* **Exercise prompt**:
Scan the records for "only" and copy each line that contains it.

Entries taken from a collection
Issue #705, opened 2023-03-14
Automatic generation of TLS certificates


yoheiueda:
The agent protocol communication between `cloud-api-adaptor` and `agent-protocol-forwarder` can now be encrypted with TLS when certificates and keys are specified in the command line argument. #681

I think we can automate this TLS configuration by generating necessary certificates in cloud-api-adaptor in most of use cases.

From the perspective of `agent-protocol-forwarder`, network traffics coming from outside of a peer pod VM are not trusted at all. `cloud-api-adaptor` is not a trusted entity for `agent-protocol-forwarder`, so it can't trust the incoming network traffic even if the connection is encrypted. Ultimately, `agent-protocol-forwarder` should validate the incoming agent API requests by other means.

From the perspective of `cloud-api-adaptor`, TLS still has some meanings to reduce security risks as a defense-in-depth approach.

Since administrators of `cloud-api-adaptor` need to trust cloud environments such as the worker node VM instance and its background cloud infrastructure, `cloud-api-adaptor` can generate a pair of server cert/key for a peer pod VM, and then send them to the peer pod VM via cloud-init data.

I don't think sending a server private key to a peer pod VM via cloud-init data degrades security. From the perspective of `cloud-api-adaptor`, cloud-init data is considered as a secure communication channel. From the perspective of `agent-protocol-forwarder`, the TLS connection is not trusted anyway.

The steps to generate certificates and keys will be something like this. We can reuse the TLS mechanism introduced in #681.

1. At start up, `cloud-api-adaptor` generates the following two sets of certificate/key pairs
   * Self-signed client certificate and its private key
   * Self-signed server CA certificate and its private key
2. Before creating a peer pod VM, `cloud-api-adaptor` generates a pair of server certificate and private key using the server CA certificate.
3.  Before creating a peer pod VM, `cloud-api-adaptor` sends the generated server certificate/key as well as client certificate to a newly created pod VM via cloud-init data
4. `agent-protocol-adaptor` starts TLS listener using the server cert/key
5. `cloud-api-adaptor` initiates TLS connection to agent-protocol-forwarder using the client cert/key
6. `agent-protocol-adaptor` validates incoming TLS connection using the client certificate
7. `cloud-api-adaptor` validates the server certificate sent from agent-protocol-forwarder using the server CA certificate

Note that we can still use manual TLS configuration for use cases that the above assumptions are not met.

bpradipt:
@yoheiueda few questions
[...]

PR #720, opened 2023-03-17
TLS: Automatic mTLS configuration

yoheiueda:
This PR introduces automatic mTLS configuration option. This is a quick convenient way to set up mTLS without manually preparing server/client TLS certificates.

The motivation is described in #705.

The mechanism is described in the documentation, and I copy and paste it here.

> `cloud-api-adaptor` running in a worker node communicates with `agent-protocol-forwarder` running in a peer pod VM using a mutual TLS connection. This mTLS connection is used to transfer TTRPC requests and responses of [agent protocol](https://github.com/kata-containers/kata-containers/blob/CCv0/src/libs/protocols/protos/agent.proto) between `kata-shim` and `kata-agent`.
> 
> There are two options to configure mTLS connections.
> 
> * Automatic configuration - `cloud-api-adaptor` automatically generates and and necessary keys and certificates
> * Manual configuration - Users need to prepare necessary keys and certificates, and correctly deploy them.
> 
> Automatic configuration is a quick convenient option, but has some consideration points. If you want to fully control deployment of certificates and private keys, you can adopt the manual configuration option. You can also completely disable TLS encryption for testing purpose.
> 
> ## Automatic configuration
> 
> Automatic TLS configuration is enabled by default. When command line options for TLS manual configuration are NOT specified, TLS certificates and keys are automatically generated and deployed appropriately.
> 
> Mutual TLS configuration consists of server and client authentications.
> 
> When the `-ca-cert-file` option of `cloud-api-adaptor` is NOT specified, a Certificate Authority (CA) service is enabled. The CA service issues a server certificate when `cloud-api-adaptor` creates a new peer pod VM. The generated certificate and private key are passed to the new pod VM as cloud-init data in a CreateInstance API call of cloud provider.
> 
> When the `-cert-file` and `-cert-key` options of `cloud-api-adaptor` are NOT specified, `cloud-api-adaptor` generates a self-signed client certificate and its private key, and passes the client certificate to the new peer pod VM as cloud-init data in a CreateInstance API call of cloud provider.
> 
> ### Security consideration points
> 
> Note that a server private key is passed to a peer pod VM as cloud-init data in an API call of cloud provider. This seems that there is a security risk here, but the security risk is considered small in practice. TLS session keys reside in memory of a worker node. This means that cloud administrators can access the session keys and possibly decrypt TLS traffics, unless the worker node is in a secure enclave. While cloud administrators can access TLS session keys, passing private keys via cloud API does not significantly increase security risks. One possible attack scenario is that a malicious cloud administrator injects a malformed private key, and the golang standard crypto library has a vulnerability when parsing such malformed key.
> 
> In fact, this automatic TLS configuration increases attack surfaces. If you need automation of TLS certificate management while you want to minimize attack surface,  another possible option is to construct your own system based on the Kubernetes [cert-manager](https://cert-manager.io/) with the manual TLS configuration.


pkg/util/tlsutil/certgen.go
```diff
@@ -0,0 +1,236 @@
...
+
+// Certificate generation is based on https://github.com/golang/go/blob/master/src/crypto/tls/generate_cert.go
+
+// Automatic mutual TLS configuration works as follows
+//
+// 1. At start up, cloud-api-adaptor generates the following two sets of certificate/key pairs
+//    * Self-signed client certificate and its private key
+//    * Self-signed server CA certificate and its private key
+// 2. Before creating a peer pod VM, cloud-api-adaptor generates a pair of server certificate and private key using the server CA certificate.
+// 3. When creating a peer pod VM, cloud-api-adaptor sends the generated server certificate/key as well as client certificate to a newly created pod VM via cloud-init data
```
bpradipt, line 28: Shouldn't the pod VM use server certificate/key and ca certificate ?

pkg/forwarder/forwarder.go
```diff
@@ -39,6 +39,10 @@ type Config struct {
 	PodNetwork   *tunneler.Config `json:"pod-network"`
 	PodNamespace string           `json:"pod-namespace"`
 	PodName      string           `json:"pod-name"`
+
+	TLSServerKey  string `json:"tls-server-key,omitempty"`
+	TLSServerCert string `json:"tls-server-cert,omitempty"`
+	TLSClientCA   string `json:"tls-client-ca,omitempty"`
```
bpradipt, line 44: nit: gofmt ?

pkg/adaptor/proxy/proxy.go
```diff
@@ -97,7 +103,13 @@ func (p *agentProxy) dial(ctx context.Context, address string) (net.Conn, error)
...
 		// we are using a well-defined hostname here. Other option is to create
 		// certificates with IP SAN having all the IPs in the network range
-		config.ServerName = podvmServername
+		// When CA service is enabled, a server certificate is automatically generated for
+		// the instance VM name.
+		if p.caService != nil {
+			config.ServerName = p.serverName
+		} else {
+			config.ServerName = podvmServername
+		}
```
bpradipt, line 112: With automatic mTLS option available, do we really need to keep non-TLS option ?

pkg/util/tlsutil/certgen.go
yoheiueda: For server authentication, since there are multiple servers (peer pod VMs) per worker node, cloud-api-adaptor generates a single server CA certificate, and then issues a server certificate from it for each peer pod VM.

For client authentication, since there is only a single client (cloud-api-adaptor process) per worker node, I don't think cloud-api-adaptor needs to generate a client CA certificate. Instead, cloud-api-adaptor generates a self-signed client certificate, and agent-protocol-forwarder uses the client certificate as a root certificate for client authentication.

pkg/forwarder/forwarder.go
yoheiueda: Could you  explain in a little more detail? `gofmt` doesn't show anything in my environment.

```
gofmt -s -d pkg/forwarder/forwarder.go
```

pkg/adaptor/proxy/proxy.go
yoheiueda: A possible use case is debugging the proxy communication to by analyzing packet dumps captured tcpdump. I agree that non-TLS option is not necessary in most cases.

huoqifeng:
@yoheiueda thanks for doing this, I'm still reading the code but have a more higher level question, is mTLS specific for PeerPod? Is it also a problem for normal CoCo pod and kata-shim? Is this a potential feaature we can introduce to normal CoCo pod?

pkg/adaptor/cloud/cloud.go
```diff
@@ -204,28 +204,48 @@ func (s *cloudService) CreateVM(ctx context.Context, req *pb.CreateVMRequest) (r
...
+	agentProxy := s.proxyFactory.New(serverName, socketPath)
+
 	daemonConfig := forwarder.Config{
 		PodNamespace: namespace,
 		PodName:      pod,
 		PodNetwork:   podNetworkConfig,
+		TLSClientCA:  string(agentProxy.ClientCA()),
+	}
+
+	if caService := agentProxy.CAService(); caService != nil {
```
huoqifeng, line 232: what does else mean?

pkg/adaptor/proxy/factory.go
```diff
@@ -3,27 +3,52 @@
...
+	pauseImage    string
+	criSocketPath string
+	tlsConfig     *tlsutil.TLSConfig
+	caService     tlsutil.CAService
 }
 
-func NewFactory(pauseImage, criSocketPath string, tlsConfig *tls.TLSConfig) Factory {
+func NewFactory(pauseImage, criSocketPath string, tlsConfig *tlsutil.TLSConfig) Factory {
+
+	if tlsConfig != nil && !tlsConfig.HasCertAuth() {
```
huoqifeng, line 21: what does else mean?

pkg/adaptor/proxy/proxy.go
```diff
@@ -256,3 +267,20 @@ func (p *agentProxy) Shutdown() error {
...
+	return p.caService
+}
+
+func (p *agentProxy) ClientCA() (certPEM []byte) {
+
+	if p.tlsConfig == nil {
+		return nil
+	}
+	if p.tlsConfig.CAFile != "" {
+		// When a client CA file is explicitly specified, we don't need to put it in cloud-init data
```
huoqifeng, line 281: How does the CAFile contents get used then?

pkg/util/tlsutil/certgen.go
bpradipt: Hmm, I was thinking the flow like this. 
1. Create a self-signed root CA (ca.crt)
2. Create client (client.crt, client.key) and server (server.crt, server.key) certificates, signed by root CA
3. CAA sends the server.crt, server.key and ca.crt to the pod VM via cloud-init. 
Instead of  CAA sending the server.crt, server.key and client.crt which is what I understood from your earlier comments.

pkg/adaptor/proxy/proxy.go
bpradipt: Right, for debugging we might need plaintext. Thanks.

pkg/adaptor/proxy/proxy.go
huoqifeng: I seems don't see the file contents get used?

huoqifeng: Also where were the `CertFile` and `KeyFile` contents used?

huoqifeng: oh, I see, this is additional change for `Automatic mTLS configuration`.

pkg/adaptor/proxy/factory.go
yoheiueda: `tlsConfig == nil` means that TLS encryption is disabled.
`tlsConfig.HasCertAuth()` means that CA certificate is manually specified for server authentication.

So, the `else` clause here means either of the above cases.

pkg/util/tlsutil/certgen.go
yoheiueda: The flow In my current implementation is like this.
1. Create a self-signed root CA (ca.crt, ca.key) **only for server certificates to be issued**
2. Create a self-signed **client** certificate (client.crt, client.key)
3. Issue a server certificate (server.crt, server.key) signed by the root server  CA (ca.key)
4. CAA sends server.crt, server.key (as server-side key) and client.crt (as client root certificate) to the pod VM via cloud-init

In general, we can use difference trusted root certificate pools for server and client authentications in mTLS, although it is completely valid to use the single same root certificate for both client and server authentications.

In my current implementation, I don't use the same certificate as client and server root certificates, just because we don't have to do so. I just use separated trust chains in client and server authentications. Of course, we can use the same root certificate for both server and client authentications, but I don't come up with any strong reason to do so.

If we use the same CA to issue a client certificate, both server and client certificates are validated by the same CA certificate. It means that a peer pod VM can use the server certificate to connect to another peer pod VM by mimicking a client certificate. This is very factitious scenario, and I am not sure what does this actually mean, but separation of trust chain in client and server authentications will prevent this kind of misuse.

@bpradipt do you have any idea regarding the use of the same CA for both client and server authentications?

yoheiueda:
> @yoheiueda thanks for doing this, I'm still reading the code but have a more higher level question, is mTLS specific for PeerPod? Is it also a problem for normal CoCo pod and kata-shim? Is this a potential feaature we can introduce to normal CoCo pod?

This TLS configuration is for the communication between kata-shim and kata-agent. In the peer pod VM case, this communication is possibly exposed to the public network. The intention is to protect agent protocol communication from third parties' random attacks. Please note that the TLS encryption of agent protocol communication does not prevent attacks by malicious cloud administrators.

If the communication between kata-shim and kata-agent does not go out of a host machine, I don't think encryption of the agent protocol communication with TLS has some benefits.

pkg/adaptor/proxy/factory.go
huoqifeng: Thanks Yohei, I just realized `manually specified` is existing code.

pkg/util/tlsutil/certgen.go
bpradipt: In all the self-signed certificate scenarios that I have seen, I saw single root CA being used to sign all the certificates. Kind of mimicking trusted root CA used within an organisation. Hence the flow of not using the root `ca.crt` in the cert chain felt like an anti-pattern to me. But honestly I'm no expert in this, and what you mentioned above also makes sense. So I'll leave it to your discretion :-)

pkg/forwarder/forwarder.go
bpradipt: My bad. Please ignore

huoqifeng (approved):
/lgtm, thank you! @yoheiueda

docs/tls-proxy-forwarder.md
```diff
@@ -1,6 +1,33 @@
-## Enable TLS communication between proxy and agent-protocol-forwarder
+# TLS communication between `cloud-api-adaptor` and `agent-protocol-forwarder`
 
-To enable TLS, you'll need the following:
+`cloud-api-adaptor` running in a worker node communicates with `agent-protocol-forwarder` running in a peer pod VM using a mutual TLS connection. This mTLS connection is used to transfer TTRPC requests and responses of [agent protocol](https://github.com/kata-containers/kata-containers/blob/CCv0/src/libs/protocols/protos/agent.proto) between `kata-shim` and `kata-agent`.
+
+There are two options to configure mTLS connections.
+
+* Automatic configuration - `cloud-api-adaptor` automatically generates and and necessary keys and certificates
```
bpradipt, line 7: nit: generates and and => generates

yoheiueda: fixed. thank you!

docs/tls-proxy-forwarder.md
```diff
@@ -1,6 +1,33 @@
-## Enable TLS communication between proxy and agent-protocol-forwarder
+# TLS communication between `cloud-api-adaptor` and `agent-protocol-forwarder`
 
-To enable TLS, you'll need the following:
+`cloud-api-adaptor` running in a worker node communicates with `agent-protocol-forwarder` running in a peer pod VM using a mutual TLS connection. This mTLS connection is used to transfer TTRPC requests and responses of [agent protocol](https://github.com/kata-containers/kata-containers/blob/CCv0/src/libs/protocols/protos/agent.proto) between `kata-shim` and `kata-agent`.
+
+There are two options to configure mTLS connections.
+
+* Automatic configuration - `cloud-api-adaptor` automatically generates and necessary keys and certificates
```
bpradipt, line 7:
```suggestion
Automatic configuration - `cloud-api-adaptor` automatically generates necessary keys and certificates
```

bpradipt (approved):
/lgtm
Just a minor nit which I added as a suggestion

* **Solution to the exercise**:
For client authentication, since there is only a single client (cloud-api-adaptor process) per worker node, I don't think cloud-api-adaptor needs to generate a client CA certificate. Instead, cloud-api-adaptor generates a self-signed client certificate, and agent-protocol-forwarder uses the client certificate as a root certificate for client authentication.
1. Create a self-signed root CA (ca.crt, ca.key) **only for server certificates to be issued**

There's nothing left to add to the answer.